What is annual tax on enveloped dwellings (ATED)?

ATED is a tax payable on high value dwellings. It started on 1 April 2013 and is payable each year.

You'll need to complete an ATED Tax Return for your property if all of the following apply:

  • it's a dwelling
  • it's situated in the UK
  • it was valued at more than £1 million on 1 April 2012, or at acquisition if later
  • it's owned by a company (unless acting as trustee), a partnership where one of the partners is a company or a unit trust

Hotels, guest houses, boarding school accommodation, hospitals, student halls of residence, military accommodation, care homes and prisons are not dwellings, so don't come under ATED.

There are reliefs that could reduce the tax completely (see below) but you can only claim them if you complete and send in a return.

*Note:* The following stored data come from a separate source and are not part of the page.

PR #8105, opened 2025-07-30
apprt/gtk-ng: desktop notifications, open config, open url, present terminal

mitchellh:
Implements a number of minor apprt actions. More or less directly ported. Some notes added for future improvements given the new architecture.


mitchellh:
Spawned off some desktop notifications and Valgrind is clean here.

PR #8114, opened 2025-07-31
macOS: Add macos-dock-drop-folder-behavior (new tab or window) configuration option

kgn:
This PR adds a new configuration option `macos-dock-drop-folder-behavior` that controls whether folders dropped onto the Ghostty dock icon open in a new tab (default) or a new window.

### Configuration Option Added
- **Option name**: `macos-dock-drop-folder-behavior`
- **Valid values**: 
  - `tab` (default) - Opens folders in a new tab in the main window
  - `window` - Opens folders in a new window
- **Platform**: macOS only

### Files Modified

1. **`src/config/Config.zig`**
   - Added `MacOSDockDropFolderBehavior` enum with `tab` and `window` values
   - Added configuration field with default value of `.tab`
   - Added documentation explaining the option

2. **`macos/Sources/Ghostty/Package.swift`**
   - Added `MacOSDockDropFolderBehavior` enum to match the Zig enum

3. **`macos/Sources/Ghostty/Ghostty.Config.swift`**
   - Added `macosDockDropFolderBehavior` computed property to access the configuration value from Swift

4. **`macos/Sources/App/macOS/AppDelegate.swift`**
   - Modified `application(_:openFile:)` method to check the configuration
   - When a folder is dropped on the dock icon, it now respects the user's preference

## Usage

Add to your Ghostty configuration file:
```
macos-dock-drop-folder-behavior = window
```

## Motivation

This feature is useful for users (like me!) who prefer window-based workflows over tab-based workflows when opening folders via drag and drop on macOS.

### DIFF
--- a/macos/Sources/App/macOS/AppDelegate.swift
+++ b/macos/Sources/App/macOS/AppDelegate.swift
@@ -405,14 +405,6 @@ class AppDelegate: NSObject,
             // When opening a directory, check the configuration to decide
             // whether to open in a new tab or new window.
             config.workingDirectory = filename
-            
-            let behavior = ghostty.config.macosDockDropFolderBehavior
-            if behavior == .window {
-                _ = TerminalController.newWindow(ghostty, withBaseConfig: config)
-            } else {
-                // Default to tab behavior
-                _ = TerminalController.newTab(ghostty, withBaseConfig: config)
-            }
         } else {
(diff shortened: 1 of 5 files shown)


mitchellh (approved):
Thanks, looks good. I modified the configuration to apply to both folders/files because it appears iTerm does that as well (not sure if its configurable, but the same behavior for both).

ATED is payable for enveloped residential properties in the following bands annually from 1st April to the following 31st March:

Rate bands

Property Value 2013-14 2014-15 2015-16
£1,000,001 to £2,000,000 n/a n/a £7,000
£2,000,001 to £5,000,000 £15,000 £15,400 £23,350
£5,000,001 to £10,000,000 £35,000 £35,900 £54,450
£10,000,001 to £20,000,000 £70,000 £71,850 £109,050
£20,000,001 and over £140,000 £143,750 £218,200

From 1 April 2016 an ATED charge of £3,500 will be payable for enveloped properties worth between £500,001 and £1m.

Available reliefs

There are a number of available reliefs, subject to detailed conditions.  For example:

  • Dwellings let out on a commercial basis
  • Historic houses open to the public
  • Working farmhouses
  • Dwellings held for charitable purposes
  • Dwellings held for property development or trading
  • Dwellings available for occupation by certain employees

Such dwellings will also be subject to a new form of capital gains tax (CGT) when they are sold - broadly, the sale price less the value of the dwelling as at 6 April 2013 (or date of purchase, if later) will be subject to CGT at a rate of 28%.


CASE STUDY

A dwelling has been held by an offshore company for many years.

The dwelling was worth £3m on 1 April 2012 and £3.2m on 6 April 2013. It is sold on 31 March 2020 for £4.2m.

The company will be liable for the following taxes:

ATED of £15,000 pa for the period of ownership from 1 April 2013 to 31 March 2020 = £105,000

The gain arising on sale, since 6 April 2013 is £1m which will be subject to CGT at a rate of 28% = £280,000

Total tax liability = £385,000
(Note that this example is somewhat simplified: The true ATED liability will be higher than indicated because ATED will be increased, each year, in line with inflation.)

Possible restructuring:

Structure 1
If the dwelling is taken out of the company into individual ownership, there will be no further liability to ATED or (assuming the individual is non-UK resident) CGT However, for a non-UK domiciled individual, direct ownership of the dwelling will have the disadvantage that the dwelling will be brought within his estate for inheritance tax (IHT) purposes. Also, the name of the individual will be recorded as owner of the dwelling at the Land Registry giving rise to loss of anonymity.

Structure 2
If the company retains legal title to the dwelling but declares that it holds the dwelling as nominee for the individual, the tax consequences will be the same as for Structure 1 but the company will remain recorded as the owner of the dwelling at the Land Registry so anonymity will be preserved.

Structure 3
Depending on the precise facts, it should normally be possible to implement a structure with all the benefits of Structure 2 (i.e. so that anonymity will be preserved and there is no ATED or CGT) but without bringing the dwelling into the individual's estate for IHT purposes.